> _Stored data_:
PR #10371, opened 2020-11-02
Add statistics for backend Workers

vpereira:
Add statistics for the workers, similar with what we have in the frontend but those are for Grafana

TODO:

- [x] Create metrics for backend workers
- [x] Create new metrics job
- [x] Test locally with local grafana

Screenshot_2020-11-03_09-39-09

Tried locally using https://github.com/openSUSE/open-build-service/wiki/Site-Reliability#development-environment

Built locally some packages and could do it being updated on my local grafana instance

### DIFF
--- a/src/api/app/jobs/backend_measurements_job.rb
+++ b/src/api/app/jobs/backend_measurements_job.rb
@@ -1,0 +1,27 @@
+class BackendMeasurementsJob < ApplicationJob
+  queue_as :quick
+
+  def perform
+    return unless CONFIG['amqp_options']
+
+    RabbitmqBus.send_to_bus('metrics', "workers #{worker_status_fields}")
+
+    worker_jobs = WorkerStatusService::JobsStatisticsFetcher.call
+    worker_jobs[:waiting].each do |wj|
+      RabbitmqBus.send_to_bus('metrics', "waiting_jobs,#{jobs_fields(wj)}")
+    end
+    worker_jobs[:blocked].each do |wj|
+      RabbitmqBus.send_to_bus('metrics', "blocked_jobs,#{jobs_fields(wj)}")
+    end
+  end
+
+  private
+
+  def worker_status_fields
+    WorkerStatus.statistics.map { |k, v| "#{k}=#{v}" }.join(',')
+  end
+
+  def jobs_fields(job_line)
+    job_line.map { |k, v| "#{k}=#{v}" }.join(' ')
+  end
+end
--- a/src/api/app/models/worker_status.rb
+++ b/src/api/app/models/worker_status.rb
@@ -7,6 +7,10 @@ class WorkerStatus
       hidden_projects(ws)
     end
 
+    def statistics
+      WorkerStatusService::WorkerStatisticsFetcher.call
+    end
+
     private
 
     def hidden_projects(worker_status_root)
--- a/src/api/app/services/worker_status_service/jobs_statistics_fetcher.rb
+++ b/src/api/app/services/worker_status_service/jobs_statistics_fetcher.rb
@@ -1,0 +1,33 @@
+module WorkerStatusService
+  class JobsStatisticsFetcher
+    attr_reader :worker_status
+
+    class << self
+      def call
+        new.statistics
+      end
+    end
+
+    def initialize
+      @worker_status = Hash.from_xml(backend_worker_status)
+    end
+
+    def waiting
+      @worker_status['workerstatus']['waiting']
+    end
+
+    def blocked
+      @worker_status['workerstatus']['blocked']
+    end
+
+    def statistics
+      { waiting: waiting, blocked: blocked }
+    end
+
+    private
+
+    def backend_worker_status
+      Rails.cache.read('workerstatus') || Backend::Api::BuildResults::Worker.status
+    end
+  end
+end
--- a/src/api/app/services/worker_status_service/worker_statistics_fetcher.rb
+++ b/src/api/app/services/worker_status_service/worker_statistics_fetcher.rb
@@ -1,0 +1,37 @@
+module WorkerStatusService
+  class WorkerStatisticsFetcher
+    attr_reader :worker_status
+
+    class << self
+      def call
+        new.statistics
+      end
+    end
+
+    def initialize
+      @worker_status = Nokogiri::XML(backend_worker_status)
+    end
+
+    def statistics
+      { building: building, idle: idle, total: total }
+    end
+
+    def total
+      building + idle
+    end
+
+    def building
+      worker_status.search('//building').size
+    end
+
+    def idle
+      worker_status.search('//idle').size
+    end
+
+    private
+
+    def backend_worker_status
+      Rails.cache.read('workerstatus') || Backend::Api::BuildResults::Worker.status
+    end
+  end
+end
--- a/src/api/config/clock.rb
+++ b/src/api/config/clock.rb
@@ -27,6 +27,10 @@ module Clockwork
     SendEventEmailsJob.perform_later
   end
 
+  every(1.minute, 'backend_measurements') do
+    BackendMeasurementsJob.perform_later
+  end
+
   every(5.minutes, 'measurements') do
     MeasurementsJob.perform_later
   end
--- a/src/api/spec/models/worker_status_spec.rb
+++ b/src/api/spec/models/worker_status_spec.rb
@@ -124,4 +124,58 @@ RSpec.describe WorkerStatus do
       it { expect { subject }.to change { Architecture.available.count }.by(3) }
     end
   end
+
+  describe '#statistics' do
+    subject { WorkerStatus.statistics }
+
+    context 'when the xml response is empty' do
+      let(:xml_response) { '<workerstatus clients="0"></workerstatus>' }
+
+      it { expect(subject).not_to be_nil }
+      it { expect(subject).to include(:building, :idle, :total) }
+    end
+
+    context 'it generates a json with count for building and queued jobs' do
+      let(:xml_response) do
+        <<-HEREDOC
+        <workerstatus clients="285">
+          <idle workerid="build24/7" hostarch="x86_64"/>
+          <building repository="openSUSE_11.3_Update" arch="x86_64" project="home:enzokiel" package="android-sdk" starttime="1289838671" workerid="build03/1" hostarch="x86_64"/>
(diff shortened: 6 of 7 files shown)


src/api/app/models/worker_status.rb
```diff
@@ -7,6 +7,13 @@ def hidden
       hidden_projects(ws)
     end
 
+    def statistics
+      mydata = Rails.cache.read('workerstatus')
+      ws = Nokogiri::XML(mydata || Backend::Api::BuildResults::Worker.status)
+      { building: ws.search('//building').size, waiting: ws.search('//waiting').size,
+        blocked: ws.search('//blocked').size, idle: ws.search('//idle').size }
```
eduardoj, line 14: For `building` and `idle` is fine to count the ocurrences in the xml with `size`. For `waiting` and `blocked`, shouldn't we sum the `jobs` attributes?

hennevogel: Don't calculate it when recording. I would send it as `waiting` with the `arch` as tag and the `jobs` as field.

hennevogel: summarizing you can do in the visualization

vpereira: hm, i read it too late @hennevogel :rofl: 

If you want like that I would separate it in another PR and in this PR just keep the workers (idle x building) and then do another PR to handle jobs.

vpereira:
@eduardoj and @hennevogel I removed the waiting and blocked to handle in a different PR and different code

src/api/app/jobs/backend_measurements_job.rb
```diff
@@ -0,0 +1,17 @@
+BackendMeasurementsJob < ApplicationJob
+  queue_as :quick
+
+  def perform
+    return unless CONFIG['amqp_options']
+
+    RabbitmqBus.send_to_bus('metrics', "workers #{worker_status_fields}")
```
vpereira, line 7: I added the backend measurements metrics to a different job, mainly because:
- To avoid a huge job with many responsibilities
- In case we have some backend communication problem, it doesn't affect the other metrics
- Because the information about workers and jobs are high volatile and dynamic we should pull it as often as we can

src/api/config/clock.rb
```diff
@@ -27,6 +27,10 @@ module Clockwork
     SendEventEmailsJob.perform_later
   end
 
+  every(3.minutes, 'backend_measurements') do
+    BackendMeasurementsJob.perform_later
```
vpereira, line 31: 3 minutes is how long it takes to expire the backend cached data.

src/api/app/models/worker_status.rb
vpereira: @hennevogel could you please take a look again? I added the waiting and jobs fields.

src/api/app/services/worker_status_service/jobs_statistics_fetcher.rb
```diff
@@ -0,0 +1,33 @@
...
+    attr_reader :ws
+
+    class << self
+      def call
+        new.statistics
+      end
+    end
+
+    def initialize
+      @ws = Hash.from_xml(worker_status)
```
vpereira, line 12: https://apidock.com/rails/v6.0.0/Hash/from_xml/class maybe better than the Xmlhash gem?

src/api/app/jobs/backend_measurements_job.rb
```diff
@@ -0,0 +1,27 @@
...
+
+    worker_jobs = WorkerStatusService::JobsStatisticsFetcher.call
+    worker_jobs[:waiting].each do |wj|
+      RabbitmqBus.send_to_bus('metrics', "waiting_jobs,#{jobs_fields(wj)}")
```
vpereira, line 11: I'm not sure if that should land at `metrics` or `backend_metrics`. What do you think @hennevogel ?

src/api/app/jobs/backend_measurements_job.rb
```diff
@@ -0,0 +1,27 @@
...
+    end
+    worker_jobs[:blocked].each do |wj|
+      RabbitmqBus.send_to_bus('metrics', "blocked_jobs,#{jobs_fields(wj)}")
```
vpereira, line 14: I'm not sure if that should land at metrics or backend_metrics. What do you think @hennevogel ?

src/api/app/jobs/backend_measurements_job.rb
```diff
@@ -0,0 +1,27 @@
...
+  end
+
+  private
+
+  def worker_status_fields
+    WorkerStatus.statistics.map { |k, v| "#{k}=#{v}" }.join(',')
+  end
+
+  def jobs_fields(job_line)
+    job_line.map { |k, v| "#{k}=#{v}" }.join(' ')
```
vpereira, line 25: This line is generating the following InfluxDB line protocol: `arch=i586 jobs=5`, so arch is a tag, job is a field.

src/api/app/services/worker_status_service/jobs_statistics_fetcher.rb
dmarcoux: Nokogiri might also be an option here.

vpereira: Nokogiri is an option, however, to use Nokogiri, to transform the data manually to hash is, IMO, more error prone than using a Rails core method to do that

coolo: > https://apidock.com/rails/v6.0.0/Hash/from_xml/class maybe better than the Xmlhash gem?

define 'better' here. XmlMini is a pure ruby implementation and unless you plan to add the 3rd libxml using gem, it's for sure super slow: https://www.rubydoc.info/docs/rails/ActiveSupport/XmlMini

So what bothers you with xmlhash that you feel the need to pull the handbrake?

dmarcoux: Let's pull in the `libxml-ruby` gem then. I prefer to rely on a gem which is actively maintained and widely used.

We want to eventually remove the `xmlhash` gem anyway.

vpereira: > unless you plan to add the 3rd libxml using gem, it's for sure super slow: https://www.rubydoc.info/docs/rails/ActiveSupport/XmlMini

You mean, maintained 3rd library https://github.com/xml4r/libxml-ruby vs unmaintained 3rd library https://github.com/coolo/xmlhash? We all know the answer. But this PR isn't about it, but about sending backend metrics to our monitoring system. Do you want to help me to review this PR @coolo ? :)

src/api/app/jobs/backend_measurements_job.rb
hennevogel: We don't have a `backend_metrics` exchange on rabbit and I don't think we need to introduce one.

src/api/app/services/worker_status_service/jobs_statistics_fetcher.rb
hennevogel: Before anyone exchanges or introduces anything, one should know what impact it has on performance right? :)

src/api/app/services/worker_status_service/jobs_statistics_fetcher.rb
```diff
@@ -0,0 +1,33 @@
+module WorkerStatusService
+  class JobsStatisticsFetcher
```
hennevogel, line 2: :thought_balloon: I think this belongs into the backend library. It's getting data from the backend and molding it into a consumable form.

src/api/app/services/worker_status_service/worker_statistics_fetcher.rb
```diff
@@ -0,0 +1,37 @@
+module WorkerStatusService
```
hennevogel, line 1: :thought_balloon: same here, this is what we introduced the backend library for.

src/api/config/clock.rb
hennevogel: It's a bit more complicated I think. There is this tick in `clockwork`

```
every(30.seconds, 'status.refresh') do
  # this should be fast, so don't delay
  WorkerStatus.new.update_workerstatus_cache
end
```

That method *always* fetches the status from the backend, writes it into the cache and creates `StatusHistory`s from the data. That cache is then used throughout the app. So you practically you have a cache that refreshed every 30 seconds and expires (if no one refreshes) in 3 minutes.

src/api/app/services/worker_status_service/worker_statistics_fetcher.rb
```diff
@@ -0,0 +1,37 @@
...
+  class WorkerStatisticsFetcher
+    attr_reader :ws
```
hennevogel, line 3:
```suggestion
    attr_reader :worker_status
```

src/api/app/services/worker_status_service/jobs_statistics_fetcher.rb
```diff
@@ -0,0 +1,33 @@
...
+    attr_reader :ws
```
hennevogel, line 3:
```suggestion
    attr_reader :worker_status
```

hennevogel (changes requested):

src/api/app/services/worker_status_service/jobs_statistics_fetcher.rb
vpereira: we could do it later, lets experiment with this code without change the backend lib

src/api/config/clock.rb
vpereira: True, so we can make it 30 seconds or 1 minute if you want. Because we want to monitor it, lower delay among the points would be better.. are you ok with 1 minute here @hennevogel ?

src/api/app/services/worker_status_service/worker_statistics_fetcher.rb
vpereira: done

src/api/config/clock.rb
vpereira: I reduce it to `1.minute`

hennevogel: I would prefer if we could unify this to 

```
- refresh the cache every 60 seconds
- create StatusHistory every 60 seconds
- send metrics every 60 seconds
```

preferably in one job. Would make all this this way more clear and understandable IMHO.

vpereira:
Rework on the job are needed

> _Exercise goal_:
Check the records above and copy each line that has the string "added".

> _Answer section_:
vpereira, line 7: I added the backend measurements metrics to a different job, mainly because:
vpereira: @hennevogel could you please take a look again? I added the waiting and jobs fields.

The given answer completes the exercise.